*** Begin section ***

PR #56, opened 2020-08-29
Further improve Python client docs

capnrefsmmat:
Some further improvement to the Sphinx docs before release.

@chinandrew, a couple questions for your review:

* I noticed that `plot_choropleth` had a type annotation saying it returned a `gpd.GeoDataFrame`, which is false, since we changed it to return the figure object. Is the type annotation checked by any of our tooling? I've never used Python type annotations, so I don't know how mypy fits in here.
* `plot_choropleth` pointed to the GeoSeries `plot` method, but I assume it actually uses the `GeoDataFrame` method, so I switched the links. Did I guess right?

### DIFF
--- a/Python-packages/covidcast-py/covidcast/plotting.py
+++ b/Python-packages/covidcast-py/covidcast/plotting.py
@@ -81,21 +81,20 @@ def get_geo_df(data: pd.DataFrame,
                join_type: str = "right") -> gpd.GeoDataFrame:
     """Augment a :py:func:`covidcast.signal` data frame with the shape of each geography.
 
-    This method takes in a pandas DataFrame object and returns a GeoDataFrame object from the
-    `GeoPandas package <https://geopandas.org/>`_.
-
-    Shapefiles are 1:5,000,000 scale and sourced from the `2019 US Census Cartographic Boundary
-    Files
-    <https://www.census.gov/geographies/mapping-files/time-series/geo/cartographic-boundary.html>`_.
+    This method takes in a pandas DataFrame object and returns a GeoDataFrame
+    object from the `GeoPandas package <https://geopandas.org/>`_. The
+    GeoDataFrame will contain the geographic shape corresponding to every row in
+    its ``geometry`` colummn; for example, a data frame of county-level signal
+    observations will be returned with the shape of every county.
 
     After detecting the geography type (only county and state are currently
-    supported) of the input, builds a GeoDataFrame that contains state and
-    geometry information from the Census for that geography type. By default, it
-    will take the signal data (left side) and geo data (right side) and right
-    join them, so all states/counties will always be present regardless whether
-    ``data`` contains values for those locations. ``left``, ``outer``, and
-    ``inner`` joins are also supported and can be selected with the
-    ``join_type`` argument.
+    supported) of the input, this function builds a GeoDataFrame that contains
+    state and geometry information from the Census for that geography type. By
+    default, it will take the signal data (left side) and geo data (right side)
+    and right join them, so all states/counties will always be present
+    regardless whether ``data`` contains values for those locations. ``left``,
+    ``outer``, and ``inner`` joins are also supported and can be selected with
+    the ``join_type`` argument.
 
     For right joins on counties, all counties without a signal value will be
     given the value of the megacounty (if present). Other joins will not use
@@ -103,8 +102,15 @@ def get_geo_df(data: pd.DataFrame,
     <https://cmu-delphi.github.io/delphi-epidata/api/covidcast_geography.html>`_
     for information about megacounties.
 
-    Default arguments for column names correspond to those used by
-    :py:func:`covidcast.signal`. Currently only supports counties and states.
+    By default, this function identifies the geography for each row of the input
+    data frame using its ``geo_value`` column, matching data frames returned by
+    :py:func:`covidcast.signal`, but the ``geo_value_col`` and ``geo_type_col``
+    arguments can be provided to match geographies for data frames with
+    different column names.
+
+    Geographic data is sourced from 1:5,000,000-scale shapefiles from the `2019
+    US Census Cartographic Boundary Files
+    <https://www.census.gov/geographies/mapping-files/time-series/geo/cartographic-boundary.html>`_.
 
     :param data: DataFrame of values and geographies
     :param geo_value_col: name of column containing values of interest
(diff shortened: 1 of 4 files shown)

*** End section ***
*** Begin section ***

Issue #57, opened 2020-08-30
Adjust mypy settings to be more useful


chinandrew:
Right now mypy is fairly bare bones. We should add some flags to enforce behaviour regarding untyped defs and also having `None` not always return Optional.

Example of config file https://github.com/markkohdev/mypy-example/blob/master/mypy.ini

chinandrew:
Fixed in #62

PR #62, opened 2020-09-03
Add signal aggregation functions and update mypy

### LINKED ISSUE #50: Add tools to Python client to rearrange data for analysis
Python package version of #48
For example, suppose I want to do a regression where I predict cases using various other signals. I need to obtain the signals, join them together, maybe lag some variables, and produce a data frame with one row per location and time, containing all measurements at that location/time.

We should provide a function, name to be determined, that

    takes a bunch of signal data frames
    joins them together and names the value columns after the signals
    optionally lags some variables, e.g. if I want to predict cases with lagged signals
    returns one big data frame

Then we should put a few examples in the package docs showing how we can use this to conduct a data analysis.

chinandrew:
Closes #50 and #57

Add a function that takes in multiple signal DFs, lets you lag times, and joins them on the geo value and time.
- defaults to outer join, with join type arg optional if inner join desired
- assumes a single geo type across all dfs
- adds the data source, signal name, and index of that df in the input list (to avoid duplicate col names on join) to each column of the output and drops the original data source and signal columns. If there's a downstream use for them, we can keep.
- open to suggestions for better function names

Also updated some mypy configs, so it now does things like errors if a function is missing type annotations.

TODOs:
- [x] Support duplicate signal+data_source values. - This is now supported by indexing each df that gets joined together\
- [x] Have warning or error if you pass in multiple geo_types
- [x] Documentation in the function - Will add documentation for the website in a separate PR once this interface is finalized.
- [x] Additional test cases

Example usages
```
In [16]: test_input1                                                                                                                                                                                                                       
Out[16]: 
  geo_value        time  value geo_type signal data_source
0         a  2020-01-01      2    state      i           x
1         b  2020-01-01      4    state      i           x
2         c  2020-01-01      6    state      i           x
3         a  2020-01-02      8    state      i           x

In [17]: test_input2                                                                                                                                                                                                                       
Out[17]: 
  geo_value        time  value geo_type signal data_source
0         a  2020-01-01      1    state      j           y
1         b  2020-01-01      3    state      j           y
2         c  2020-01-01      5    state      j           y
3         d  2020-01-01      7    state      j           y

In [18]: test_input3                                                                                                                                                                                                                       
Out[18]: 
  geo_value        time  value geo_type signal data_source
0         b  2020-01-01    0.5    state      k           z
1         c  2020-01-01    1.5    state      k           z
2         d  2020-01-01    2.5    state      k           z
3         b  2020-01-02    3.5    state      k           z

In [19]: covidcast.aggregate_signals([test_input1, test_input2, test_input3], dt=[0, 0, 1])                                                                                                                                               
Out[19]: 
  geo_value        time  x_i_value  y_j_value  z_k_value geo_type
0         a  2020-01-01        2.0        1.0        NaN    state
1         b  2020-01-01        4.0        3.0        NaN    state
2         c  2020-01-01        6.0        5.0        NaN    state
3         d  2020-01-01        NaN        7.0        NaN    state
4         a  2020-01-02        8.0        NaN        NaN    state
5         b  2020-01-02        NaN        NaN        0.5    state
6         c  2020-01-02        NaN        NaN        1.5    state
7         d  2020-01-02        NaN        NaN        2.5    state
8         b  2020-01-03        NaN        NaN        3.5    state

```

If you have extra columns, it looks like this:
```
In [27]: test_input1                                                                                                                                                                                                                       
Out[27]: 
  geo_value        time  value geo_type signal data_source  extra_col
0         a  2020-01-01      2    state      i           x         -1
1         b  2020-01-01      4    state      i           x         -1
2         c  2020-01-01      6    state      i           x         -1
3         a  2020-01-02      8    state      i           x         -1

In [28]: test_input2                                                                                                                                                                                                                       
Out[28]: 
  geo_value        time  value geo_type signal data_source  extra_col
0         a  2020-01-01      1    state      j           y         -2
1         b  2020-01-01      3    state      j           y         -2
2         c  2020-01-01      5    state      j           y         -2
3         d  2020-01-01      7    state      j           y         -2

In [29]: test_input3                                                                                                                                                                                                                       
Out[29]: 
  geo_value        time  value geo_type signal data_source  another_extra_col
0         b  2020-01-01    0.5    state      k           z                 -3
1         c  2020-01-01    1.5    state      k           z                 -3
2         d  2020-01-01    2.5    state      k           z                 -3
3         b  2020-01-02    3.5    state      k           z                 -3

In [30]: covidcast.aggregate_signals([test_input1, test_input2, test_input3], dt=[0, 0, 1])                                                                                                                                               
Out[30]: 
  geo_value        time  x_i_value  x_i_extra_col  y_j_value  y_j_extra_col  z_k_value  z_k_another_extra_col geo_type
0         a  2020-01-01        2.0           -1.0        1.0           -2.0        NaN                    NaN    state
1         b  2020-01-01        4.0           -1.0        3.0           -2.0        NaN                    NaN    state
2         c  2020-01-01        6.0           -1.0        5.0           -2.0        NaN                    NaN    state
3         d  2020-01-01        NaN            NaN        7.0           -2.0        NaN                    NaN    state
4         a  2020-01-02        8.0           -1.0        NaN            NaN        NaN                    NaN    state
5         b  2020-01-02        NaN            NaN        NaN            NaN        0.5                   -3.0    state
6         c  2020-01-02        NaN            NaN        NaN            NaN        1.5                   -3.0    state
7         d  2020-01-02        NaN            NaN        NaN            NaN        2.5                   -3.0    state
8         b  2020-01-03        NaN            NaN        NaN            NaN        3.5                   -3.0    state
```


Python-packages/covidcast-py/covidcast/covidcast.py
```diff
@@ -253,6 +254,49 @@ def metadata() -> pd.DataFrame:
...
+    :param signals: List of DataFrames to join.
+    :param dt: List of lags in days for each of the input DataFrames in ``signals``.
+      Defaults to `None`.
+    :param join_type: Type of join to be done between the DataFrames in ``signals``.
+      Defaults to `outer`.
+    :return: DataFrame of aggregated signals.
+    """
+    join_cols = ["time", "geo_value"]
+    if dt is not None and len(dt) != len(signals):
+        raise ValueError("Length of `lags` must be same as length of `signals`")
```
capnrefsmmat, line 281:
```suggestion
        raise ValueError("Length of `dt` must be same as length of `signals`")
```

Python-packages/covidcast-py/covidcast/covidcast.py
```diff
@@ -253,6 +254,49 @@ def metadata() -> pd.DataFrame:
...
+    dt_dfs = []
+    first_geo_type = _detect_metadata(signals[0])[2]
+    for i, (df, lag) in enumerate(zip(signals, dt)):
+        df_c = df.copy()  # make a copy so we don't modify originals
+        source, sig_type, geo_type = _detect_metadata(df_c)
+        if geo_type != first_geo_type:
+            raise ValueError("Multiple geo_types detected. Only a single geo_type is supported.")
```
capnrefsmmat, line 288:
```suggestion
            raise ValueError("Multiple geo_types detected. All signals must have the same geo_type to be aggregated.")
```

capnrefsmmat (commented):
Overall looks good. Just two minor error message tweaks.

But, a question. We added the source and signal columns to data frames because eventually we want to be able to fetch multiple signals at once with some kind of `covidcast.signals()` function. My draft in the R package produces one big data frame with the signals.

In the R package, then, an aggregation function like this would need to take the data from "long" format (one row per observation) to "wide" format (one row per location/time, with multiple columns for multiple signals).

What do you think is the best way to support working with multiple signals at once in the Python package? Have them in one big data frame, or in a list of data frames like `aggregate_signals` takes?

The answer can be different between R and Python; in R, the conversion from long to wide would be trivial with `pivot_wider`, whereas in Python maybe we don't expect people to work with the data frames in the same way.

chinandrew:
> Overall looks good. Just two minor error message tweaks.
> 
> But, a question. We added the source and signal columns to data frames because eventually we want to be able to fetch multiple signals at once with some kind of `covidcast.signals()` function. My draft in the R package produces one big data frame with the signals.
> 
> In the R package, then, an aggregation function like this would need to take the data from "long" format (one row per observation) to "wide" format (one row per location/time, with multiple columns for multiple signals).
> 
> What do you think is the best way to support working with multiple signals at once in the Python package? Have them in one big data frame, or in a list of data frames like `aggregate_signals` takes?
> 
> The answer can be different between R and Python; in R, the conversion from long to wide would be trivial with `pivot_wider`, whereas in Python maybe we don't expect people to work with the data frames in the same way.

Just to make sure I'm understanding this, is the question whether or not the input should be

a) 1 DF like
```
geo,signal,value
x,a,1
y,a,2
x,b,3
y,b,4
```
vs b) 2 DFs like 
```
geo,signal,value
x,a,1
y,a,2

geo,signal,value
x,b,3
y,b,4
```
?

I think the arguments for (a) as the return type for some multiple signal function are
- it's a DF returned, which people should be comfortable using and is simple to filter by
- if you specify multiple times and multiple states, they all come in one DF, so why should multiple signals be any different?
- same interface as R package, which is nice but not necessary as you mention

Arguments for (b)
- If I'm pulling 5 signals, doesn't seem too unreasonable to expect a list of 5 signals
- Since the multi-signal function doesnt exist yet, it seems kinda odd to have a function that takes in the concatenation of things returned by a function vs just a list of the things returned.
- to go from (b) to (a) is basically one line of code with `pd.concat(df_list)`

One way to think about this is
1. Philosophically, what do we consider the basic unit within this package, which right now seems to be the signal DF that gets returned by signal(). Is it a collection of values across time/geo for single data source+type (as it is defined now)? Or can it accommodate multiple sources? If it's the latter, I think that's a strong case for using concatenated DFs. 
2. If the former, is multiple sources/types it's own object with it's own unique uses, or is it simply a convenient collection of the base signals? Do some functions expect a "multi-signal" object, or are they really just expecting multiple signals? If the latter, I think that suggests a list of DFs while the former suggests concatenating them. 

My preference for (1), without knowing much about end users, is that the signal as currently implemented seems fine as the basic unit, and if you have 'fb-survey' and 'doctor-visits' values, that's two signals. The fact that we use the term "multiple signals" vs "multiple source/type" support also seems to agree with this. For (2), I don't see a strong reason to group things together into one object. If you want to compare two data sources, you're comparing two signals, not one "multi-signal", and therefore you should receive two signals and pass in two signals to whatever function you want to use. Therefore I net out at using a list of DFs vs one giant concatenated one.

*** End section ***

* _Task to complete_: Starting at the line above that contains "-103,8 +102,15 @@", repeat each line exactly up to and including the line that contains "(diff shortened: 1 of 4 files shown)", and stop there.

* _Result below_:
@@ -103,8 +102,15 @@ def get_geo_df(data: pd.DataFrame,
     <https://cmu-delphi.github.io/delphi-epidata/api/covidcast_geography.html>`_
     for information about megacounties.
 
-    Default arguments for column names correspond to those used by
-    :py:func:`covidcast.signal`. Currently only supports counties and states.
+    By default, this function identifies the geography for each row of the input
+    data frame using its ``geo_value`` column, matching data frames returned by
+    :py:func:`covidcast.signal`, but the ``geo_value_col`` and ``geo_type_col``
+    arguments can be provided to match geographies for data frames with
+    different column names.
+
+    Geographic data is sourced from 1:5,000,000-scale shapefiles from the `2019
+    US Census Cartographic Boundary Files
+    <https://www.census.gov/geographies/mapping-files/time-series/geo/cartographic-boundary.html>`_.
 
     :param data: DataFrame of values and geographies
     :param geo_value_col: name of column containing values of interest
(diff shortened: 1 of 4 files shown)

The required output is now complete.